From Progarchives.com, the ultimate progressive rock music website

shantiq
4 stars I have just read Rick Wakeman's autobiography Grumpy Old Rock Star and I must admit I am a very very late convert to the music of Mr Wakeman . In the 1970s I would not have been seen dead carrying his LPs in my school satchel no way he always was perceived as a buffoon by many.

Fast forward to a year ago when I am now investigating 8-track recordings from that period and found that there were many recordings of Rick Wakeman available on 8-track cartridges so I start to get the classics the first three albums and find them to be amazing music truly amazing inspired music.

So when I am wrong I am wrong the guy is a genius I totally dismissed him all these years ago and was in any case always a very lukewarm admirer of Yes. I have also reviewed that attitude of mine and now think of them as a fairly fairly good group from the 1970s but to me never on a par with early Genesis or King Crimson.

Enough of my personal history and shortcomings.

Reading his autobiography you realise that the man is a natural-born contrarian so it is not surprising to see him here use Chaka Khan a disco queen and diva from the 1970s on a Prog concept album based on 1984 dystopian novel by Eric Blair also known as George Orwell.

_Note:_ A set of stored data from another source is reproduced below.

PR #776, opened 2015-04-17
Disable implicit wait in Selenium tests

seanf:
We will have to add some explicit waits (before/around checks) to make this work, but the end result should be a lot more robust.

- [x] Waiting for https://github.com/zanata/zanata-server/pull/779
- [x] Waiting for https://github.com/zanata/zanata-server/pull/782

### DIFF
--- a/functional-test/pom.xml
+++ b/functional-test/pom.xml
@@ -99,7 +99,7 @@
     <dependency>
       <groupId>org.assertj</groupId>
       <artifactId>assertj-core</artifactId>
-      <scope>test</scope>
+      <scope>compile</scope>
     </dependency>
 
     <dependency>
--- a/functional-test/pom.xml
+++ b/functional-test/pom.xml
@@ -50,7 +50,7 @@
     <webdriver.display>:0</webdriver.display>
     <webdriver.log>${project.build.directory}/webdriver.log</webdriver.log>
     <webdriver.screenshot.dir>${project.build.directory}/screenshots</webdriver.screenshot.dir>
-    <webdriver.wait>10</webdriver.wait>
+    <webdriver.wait>20</webdriver.wait>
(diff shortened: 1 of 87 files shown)


djansen-redhat:

seanf:
Rebuilding with all functional tests, now that #779 is in release.

seanf:
Waiting for the `form__loader` fix in assets.

seanf:
See also http://assets-zanata.rhcloud.com/6.1.1/styleguide/

seanf:
See also https://github.com/zanata/zanata-server/pull/782

seanf:

seanf:

seanf:
We should retest after zanata/zanata-assets#3 is merged and deployed.

seanf:
Rebase and retest after https://github.com/zanata/zanata-server/pull/782 is merged.

seanf:
If it turns out we can't turn off implicit waits completely (or not yet), I suggest we implement our own versions of `findElement(By by)` and `findElements(By by)` which will not perform implicit waits, but will simply use JavaScript DOM lookups (probably with help from jQuery).

This is a list of the By selector types we currently use:

	$ sed -n 's/.*By[.]\([a-zA-Z]*\).*/\1/p' src/**/*.java | sort -u
	className
	cssSelector
	id
	linkText
	name
	tagName
	xpath

We would need to implement support for some or all of the above `By` types, but we could skip the others (like partialLinkText).

seanf:
If we end up implementing our own `findElement(By by)` and `findElements(By by)`, @davidmason suggested that we use the following functions rather than depend on jQuery (at least for the simpler `By` types):

 - https://developer.mozilla.org/en-US/docs/Web/API/Document/querySelectorAll
 - https://developer.mozilla.org/en-US/docs/Web/API/NodeList/length

djansen-redhat:
Replaced by #804

PR #342, opened 2015-09-14
Implemented 404 page with redirect for old docs links

riknoll:
Adds a simple 404 page in desperate need of styling that redirects old documentation links to their new paths (if they exist).

PR #893, opened 2018-09-27
GH-342 add cordova-cli@8.1.1 hotfix blog post

brodybits:


www/_posts/2018-09-27-cordova-cli-8.1.1.md
```diff
@@ -0,0 +1,22 @@
...
+tags: release tools
+---
+
+We are happy to announce that Cordova CLI `8.1.1` hotfix was released in September 2018.
+
+## Release Highlights
+
+The purpose of this hotfix release is to resolve a couple items that were broken in the Cordova CLI `8.1.0` release:
+
+* [GH-339](https://github.com/apache/cordova-cli/issues/339) Fix bin/cordova on Node.js 4
```
janpio: links are to issues, but text seems to be from PRs/commits?

brodybits: Yes. There was one PR with 2 commits to resolve the 2 issues. I can resolve this in one of two ways:
1. Change GH numbers to the PR number and change above text to be more consistent with this solution
2. Change the text to reflect the issue actually solved

I would probably favor the first one. I think it is better for the release note to tell what was actually changed, especially in a hot fix.

brodybits:
@janpio I just made another squash fix for better consistency with the change descriptions.

The one minor downside is that we are using the same GH number for all (both) changes. But I think it is worth it for nicer consistency.

janpio:
I now see GH-X linking to an issue Y - that doesn't make sense.

Just add both links somehow and we will define the actual, useful format in the future for the next releases.

brodybits:
I just reverted the last change, gonna squash-merge it now.

PR #921, opened 2018-12-19
blog post for Cordova node xcode 1.1.0 release

brodybits:


janpio:
Ups, misclicked.

Does this really need a blog post? It is only slightly related to Cordova, not targeted at actual Cordova end users, and also doesn't really change anything.

www/_posts/2018-12-21-xcode-1.1.0.md
```diff
@@ -0,0 +1,25 @@
+---
+layout: post
+author:
+    name: Chris Brody
+    url: https://twitter.com/brodybits
+title:  "Cordova node xcode 8.1.2 Patch Release"
```
erisu: `8.1.2`??? You mean `1.1.0`???

brodybits: Should be fixed now

janpio:
So you just merge the PR instead of answering my question?

brodybits:
> Does this really need a blog post?

I think we should add it since it can slightly change behavior on cordova-ios and cordova-osx scripts.

I think it would be ideal to move cordova-node-xcode out of the Cordova project, just raised <https://github.com/apache/cordova-node-xcode/issues/42>.

Should we consider reverting this one?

It seems insane maybe he couldn't get Barry White maybe he couldn't get Perry Como to warble on his Opus; maybe he was in Vegas and unavailable. As many have remarked elsewhere the album is far too upbeat for a rendition of the feelings and tale told in 1984. It is one of the bleakest story available to mankind and here he makes it sound like the Phantom of the Opera or some West End musical

Tim Rice is involved here proving that point. I find his masterpieces from the 70s the three first albums very much on the borders of musical anyway. he also makes him sing here (more contrarian behaviour)

In tone and in feel this album is very very similar to the 1989 album by Mike Oldfield titled Earth Moving it reminds me of that due to the constant change of vocalist also this kind of 1970s Progmaster recycling himself into a sort of 1980s Power Rock pop extravaganza aficionado with clearly his heart in both cases only partly involved in this new persona.

All in all a mixed bag.

It really feels like all these tracks do not belong on the same album since they are completely different almost antithetic genres. Chaka Khan doing Musical Prog is at least quite unexpected. Tim Rice in fake discordant Punk (Proles) is mildly disturbing, Jon Anderson doing a God number like a visit from Yes; very odd combo indeed ... oh yes and a side-order of Steve Harley WTAF ...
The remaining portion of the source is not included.